# YOUR INSTRUCTIONS
For the entries below, report every line that includes the word "false".

[Stored data entries]
····················
PR #96, opened 2024-12-18
Add Integration and End to End Test for Operator

evanj80-illumio:
Create the foundation of what integrations should look like and setting up how they will run via GHA.


.github/workflows/build_deploy_onboard.yml
```diff
@@ -0,0 +1,99 @@
+name: Build, Deploy and Onboard Cloud Operator To Live Services
```
evanj80-illumio, line 1: Ignore versions of some things in herer, going to go through GHA and fix versioning

cloud-operator/values.yaml
evanj80-illumio, line 1: IMO this should have been **false** to begin with. Making the change in this PR

cmd/main.go
```diff
@@ -112,7 +117,9 @@ func main() {
 		err := <-errChan
 		logger.Fatal("healthz check server failed", zap.Error(err))
 	}()
-
+	if envConfig.RunningGHA {
```
evanj80-illumio, line 120: This is required since we create the cluster first in GHA and the go test -v command needs time to spin up since its installs all of the required go packages. I think there may be a better version of this, maybe pre install go files as part of a GHA step. let me know what you think

fakeserver/fakeserver_integration_test.go
```diff
@@ -0,0 +1,160 @@
...
+	// nosemgrep: jwt.hardcoded-jwt-key
+	signedToken, err := jwtToken.SignedString(mySigningKey)
+	if err != nil {
+		logger.Error("Token could not be signed with fake secret key")
+	}
+	return signedToken
+
+}
+
+// Simulating a client interacting with the gRPC server
```
rlenglet, line 36:
```suggestion
// TestFakeServerConnectionSuccesfulAndRetry tests a client connecting to the gRPC server
```

fakeserver/fakeserver_integration_test.go
```diff
@@ -0,0 +1,160 @@
...
+			if stateChanged {
+				t.Log("Connection Succes is true. Test passed.")
+				assert.Equal(t, stateChanged, true)
+				break mainloop
+			}
+		}
+	}
+	fakeServer.stop()
+
+	time.Sleep(5 * time.Second)
```
rlenglet, line 84: Why this sleep?

fakeserver/fakeserver_integration_test.go
```diff
@@ -0,0 +1,160 @@
...
+
+	// Start the server
+	err := fakeServer.start()
+	assert.NoError(t, err, "Failed to start the FakeServer")
+
+	// Cleanup: Stop the server after the test
+	defer fakeServer.stop()
+
+	// Allow the server a bit of time to start
+	time.Sleep(2 * time.Second)
```
rlenglet, line 56: Why this sleep? This seems brittle. Can't you use a WaitGroup or something like that?

fakeserver/fakeserver_integration_test.go
```diff
@@ -0,0 +1,160 @@
...
```
rlenglet, line 135: Same here. Why this sleep?

integration-testing/onboard_test.go
```diff
@@ -0,0 +1,174 @@
+package integrationtesting
```
rlenglet, line 1: Add the copyright header.

fakeserver/oauth2_token_endpoint.go
```diff
@@ -63,17 +62,8 @@ func jsonResponse(w http.ResponseWriter, status int, data any) {
...
-	authService := &AuthService{
-		logger:       loggerToUse,
-		clientID:     clientID,
-		clientSecret: clientSecret,
-		token:        tokenString,
-	}
-	http.HandleFunc("/api/v1/k8s_cluster/authenticate", authService.authenticateHandler)
-	http.HandleFunc("/api/v1/k8s_cluster/onboard", authService.onboardCluster)
-
+func startOAuth2HTTPServer(address string, cert tls.Certificate, authService *AuthService) (*http.Server, error) {
```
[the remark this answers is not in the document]
evanj80-illumio: Was trying to be more file specific but your right. Also was a mistake to delete comment. Did not realize I had.

integration-testing/onboard_test.go
```diff
@@ -0,0 +1,185 @@
...
+	}
+
+	return clustersResponse.Clusters, nil
+}
+
+// offboardCluster sends a request to offboard a cluster by its ID.
+func offboardCluster(config Config, clusterIds []string) error {
+	offBoardURL := "https://cloud.illum.io/api/v1/k8s_cluster/offboard"
+
+	body := map[string][]string{
```
rlenglet, line 117: It would be more readable to define a `struct`s with a `json:"..."` tag on each field than to create JSON objects by hand.
Like you did for `ClustersResponse` above.

rlenglet (changes requested):
Looks good. Some more minor comments.

.github/workflows/integration_fakeserver_tests.yml
```diff
@@ -0,0 +1,107 @@
...
+        #     # --set env.tokenEndpoint=$TOKEN_ENDPOINT \
+        #     # --set env.tlsSkipVerify=$TLS_SKIP_VERIFY \
+        #     # --set falco.enabled=false
+      
+      - name:  Run Integration Tests
+        env:
+          ONBOARDING_CLIENT_ID: "client_id_1"
+          ONBOARDING_CLIENT_SECRET: "client_secret_1"
+          TLS_SKIP_VERIFY: true
+          ONBOARDING_ENDPOINT: "https://192.168.49.1:50053/api/v1/k8s_cluster/onboard"
```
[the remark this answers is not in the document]
evanj80-illumio: I looked into it and it seems more trouble then worth it

cloud-operator/values.yaml
```diff
@@ -33,7 +34,7 @@ onboardingSecret:
   clientSecret: ""
 
 falco:
-  enabled: true
+  enabled: false
```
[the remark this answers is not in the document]
evanj80-illumio: https://github.com/illumio/cloud-operator/pull/119

fakeserver/main.go
```diff
@@ -1,355 +1,46 @@
...
-	flag.Parse()
-
-	logger, err := zap.NewDevelopment()
-	if err != nil {
-		fmt.Fprintf(os.Stderr, "failed to configure logger: %s", err)
-		os.Exit(1)
-	}
-	token = "token1"
+	logger, _ := zap.NewDevelopment()
+	aud := "192.168.65.254:50051"
```
rlenglet, line 12: Is it ok to hardcode this IP address, instead of keeping the command-line flag?
Doesn't that prevent using `fakeserver` for interactive dev testing now?

integration-testing/onboard_test.go
```diff
@@ -0,0 +1,191 @@
...
+
+// getAuthorizationHeader returns the Basic Authorization header using the provided credentials.
+func getAuthorizationHeader(key, secret string) string {
+	credentials := fmt.Sprintf("%s:%s", key, secret)
+	encodedCredentials := base64.StdEncoding.EncodeToString([]byte(credentials))
+	return fmt.Sprintf("Basic %s", encodedCredentials)
+}
+
+// buildRequest creates a new HTTP request with common headers.
+func buildRequest(method, url string, body io.Reader, config Config) (*http.Request, error) {
```
rlenglet, line 60: NIt. I think "new" is more idiomatic.
```suggestion
func newRequest(method, url string, body io.Reader, config Config) (*http.Request, error) {
```

integration-testing/onboard_test.go
```diff
@@ -0,0 +1,191 @@
...
+	req.Header.Add("Content-Type", "application/json")
+	req.Header.Add("X-Tenant-Id", config.TenantId)
+	req.Header.Add("X-User-Id", config.UserId)
+
+	return req, nil
+}
+
+// fetchClusters makes an HTTP request to fetch a list of clusters.
+func fetchClusters(config Config) ([]Cluster, error) {
+	baseURL := "https://cloud.illum.io/api/v1/k8s_cluster" // Replace with actual URL
```
rlenglet, line 77: Is this comment still relevant?
```suggestion
	baseURL := "https://cloud.illum.io/api/v1/k8s_cluster"
```

integration-testing/onboard_test.go
```diff
@@ -0,0 +1,191 @@
...
+	if resp.StatusCode != http.StatusOK {
+		return fmt.Errorf("request failed with status: %v", resp.Status)
+	}
+
+	return nil
+}
+
+// Function to extract UUIDs from the list of clusters
+func extractUUIDs(clusters []Cluster) []string {
+	var uuids []string
```
rlenglet, line 151:
```suggestion
	uuids := make([]string, 0, len(clusters))
```

integration-testing/onboard_test.go
```diff
@@ -0,0 +1,191 @@
...
+	config := Config{
+		TenantId:     viper.GetString("TENANT_ID"),
+		CloudIdKey:   viper.GetString("CLOUD_API_KEY"),
+		CloudIdValue: viper.GetString("CLOUD_SECRET"),
+		UserId:       viper.GetString("USER_ID"),
+	}
+
+	// Fetch clusters
+	clusters, err := fetchClusters(config)
+	fmt.Println(clusters)
```
rlenglet, line 172:
```suggestion
```

integration-testing/onboard_test.go
```diff
@@ -0,0 +1,191 @@
...
+	}
+
+	// Validate the response
+	if len(clusters) == 0 {
+		t.Error("Expected non-empty response, got empty response")
+	}
+
+	// Check the first cluster and attempt to offboard it
+	uuids := extractUUIDs(clusters)
+	fmt.Println(uuids)
```
rlenglet, line 184:
```suggestion
```

integration-testing/onboard_test.go
```diff
@@ -0,0 +1,191 @@
...
+
+	if resp.StatusCode != http.StatusOK {
+		return fmt.Errorf("request failed with status: %v", resp.Status)
+	}
+
+	return nil
+}
+
+// Function to extract UUIDs from the list of clusters
+func extractUUIDs(clusters []Cluster) []string {
```
rlenglet, line 150:
```suggestion
func getClusterIDs(clusters []Cluster) []string {
```

rlenglet (changes requested):
Looks good!
I just have a few minor nits.

fakeserver/main.go
evanj80-illumio: So when you are running the fakeserver through main.go it injects this IP so that it will work locally

.github/workflows/build_deploy_onboard.yml
evanj80-illumio, line 1: Will need to set env vars for this test @rlenglet

.github/workflows/build_deploy_onboard.yml
```diff
@@ -0,0 +1,99 @@
...
+          registry: ghcr.io
+          username: ${{ github.actor }}
+          password: ${{ secrets.GITHUB_TOKEN }}
+  
+      - name: Build and push Docker image
+        id: build-and-push
+        uses: docker/build-push-action@v6
+        with:
+          context: .
+          push: true
```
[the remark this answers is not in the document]
evanj80-illumio: Without push: true it wont push the temp image to GHCR

.github/workflows/build_deploy_onboard.yml
```diff
@@ -0,0 +1,108 @@
...
+          platforms: linux/amd64
+          build-args: |
+            VERSION=${{ github.sha }}
+          tags: |
+            ghcr.io/${{ github.repository }}:${{ github.sha }}
```
rlenglet, line 35: It would be better to use the `docker/metadata-action` to determine the tags:
https://github.com/docker/metadata-action
In case this is executed in the context of a PR, it generates a tag like `pr-96`, which would make it much easier to find and to distinguish from production image tags.

OK to do that later if you want.

rlenglet (approved):

.github/workflows/build_deploy_onboard.yml
rlenglet: Feel free to close if you prefer to move to that in another PR.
····················
# SOLUTION BELOW
evanj80-illumio, line 1: IMO this should have been **false** to begin with. Making the change in this PR
+        #     # --set falco.enabled=false
+  enabled: false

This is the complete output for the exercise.